I just finished reading The Institute, Stephen King’s latest novel. Awesome book! The book starts in a simple little town where a ex-cop passing through takes a job as a night knocker. There’s a kid, a really smart kid, whose 12 years old and already getting ready to attend MIT because he’s gifted. That’s the setting. From there it gets chilling. Even without King’s usual ghosts, monsters or boogeymen. The “monsters” in this one are people.
The kid, Luke, is kidnapped in the middle of the night. His parent are murdered in the process. He wakes up at The Institute in Maine in a room that’s just like his, except no windows. There’s other kids there and he learns from a young girl in the hallway, seemingly smoking a cigarette. Turns out it’s a candy cigarette. Remember those from when we were kids? She tells him that they “do stuff” to the kids, injections-flickering lights-dunking, but at least they’re in the Front Half. You don’t want to go to the Back Half. No, that’s like the roach motel. Kids go in and don’t ever come out.
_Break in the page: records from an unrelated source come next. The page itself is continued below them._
PR #1968, opened 2020-09-23
Add live branches for client docs

lcawl:
Some very old client versions are appearing high in the search results. For example:

image

This PR adds the "live" option to the client docs in the conf.yaml so that their active branches are prioritized. In a couple of cases there is only one branch, but I didn't think it hurt to add it there either in case more branches are added in the near future.

### DIFF
--- a/conf.yaml
+++ b/conf.yaml
@@ -404,6 +404,7 @@ contents:
                 prefix:     javascript-api
                 current:    7.x
                 branches:   [ master, 7.x, 6.x, 5.x, 16.x ]
+                live:       [ master, 7.x ]
                 index:      docs/index.asciidoc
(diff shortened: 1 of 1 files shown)


gtback (approved):
Live branches [will be the same as](https://github.com/elastic/docs/blob/bb77e0101cae6bcd7a4485954477d69a9ca3d518/lib/ES/Book.pm#L152) the full list of current branches if not otherwise specified, so in some of these cases it's not needed, but in practice it doesn't hurt and prevents forgetting to add it later.

There are some other changes I need to make related to this, but I can probably make them in a separate PR.

szabosteve (approved):
Thanks for this improvement! LGTM!

PR #1970, opened 2020-09-30
Change ECS chunking level

ebeahan:
Updating the ECS book chunking config from `1` to `2`. This change will enable adding additional usage sub-sections per fieldset in the ECS field reference.

Example:

Screen Shot 2020-09-30 at 1 21 20 PM

The full details of these ECS documentation changes are captured in https://github.com/elastic/ecs/issues/943.

### DIFF
--- a/conf.yaml
+++ b/conf.yaml
@@ -172,7 +172,7 @@ contents:
             current:    1.6
             branches:   [ master, 1.x, 1.6, 1.5, 1.4, 1.3, 1.2, 1.1, 1.0 ]
             index:      docs/index.asciidoc
-            chunk:      1
+            chunk:      2
             tags:       Elastic Common Schema (ECS)/Reference
             subject:    Elastic Common Schema (ECS)
             sources:
--- a/doc_build_aliases.sh
+++ b/doc_build_aliases.sh
@@ -185,7 +185,7 @@ alias docbldela='$GIT_HOME/docs/build_docs --doc $GIT_HOME/elasticsearch-eland-d
 alias docbldx='$GIT_HOME/docs/build_docs --doc $GIT_HOME/x-pack/docs/en/index.asciidoc --resource=$GIT_HOME/kibana-extra/x-pack-kibana/docs --resource=$GIT_HOME/elasticsearch-extra/x-pack-elasticsearch/docs --chunk 1'
 
 # ECS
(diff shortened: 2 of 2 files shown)


gtback (approved):
This is fine and does exactly what it claims to do 😁 .

I'll note that in a lot of the docs, writers are moving to *longer* pages, to make it easier on developers to CTRL-F to find content on a page. Additionally, the pages that currently hold the bulk of the information, like https://www.elastic.co/guide/en/ecs/current/ecs-as.html, are changing to become stubs like https://docs_1970.docs-preview.app.elstc.co/guide/en/ecs/current/ecs-as.html. At least we don't need to add redirects, but I think it's still a suboptimal user experience.

Finally, all of the "Field Reuse" pages have URLs like https://docs_1970.docs-preview.app.elstc.co/guide/en/ecs/current/_field_reuse_6.html. It might be good to update the IDs in the source files before merging this in. That will break existing anchors like `https://www.elastic.co/guide/en/ecs/current/ecs-file.html#_field_reuse_6`, but those will be changing anyway as this content gets moved onto a new page.

ebeahan:

ebeahan:
`master` and `1.x` are now correct in the docs preview, but I have some additional backporting for the other versions (including `current`/`1.6`) to perform.

webmat:
Quick question @gtback, is it possible for us to set the chunking per branch of the ECS docs?

Setting chunking to 2 should only be relevant to our next release, 1.7. Since the pages that require an adjustment in adding `[discrete]` are generated pages, we need to go modify different versions of the script over the years to make all past versions look right, at this new setting.

If instead we can easily force chunking to `1` in branches 1.0, 1.1, 1.2, 1.3, 1.4, 1.5 and 1.6 from here, I think that would be easier.

gtback:
Hey @webmat. It's not currently possible to change chunking level per-branch. If it's important, I can look into what level of effort would be needed to add this ability.

An alternative would be to create a new book and move the current one to the "legacy" section, but then you lose some of the ability to switch between the "same" page in different versions, and we might have to choose a different URL. I'd say the cons of that approach probably outweigh the pros, but wanted to at least suggest it.

webmat:
Alright, thanks @gtback! We'll handle it on our side, then.

ebeahan:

This story is about the all people throughout history who have told themselves that the horrible, hideous and atrocious things they do are for a “greater good”. This book is intense. Mainly because everything seems so believable and real. You start to wonder if there’s something similar really going on throughout the world and it’s being kept a secret. Could that even be possible with how everything seems to end up on the Internet these days? It was a very good story, good writing, and very relevant with everything that’s going on in the world today.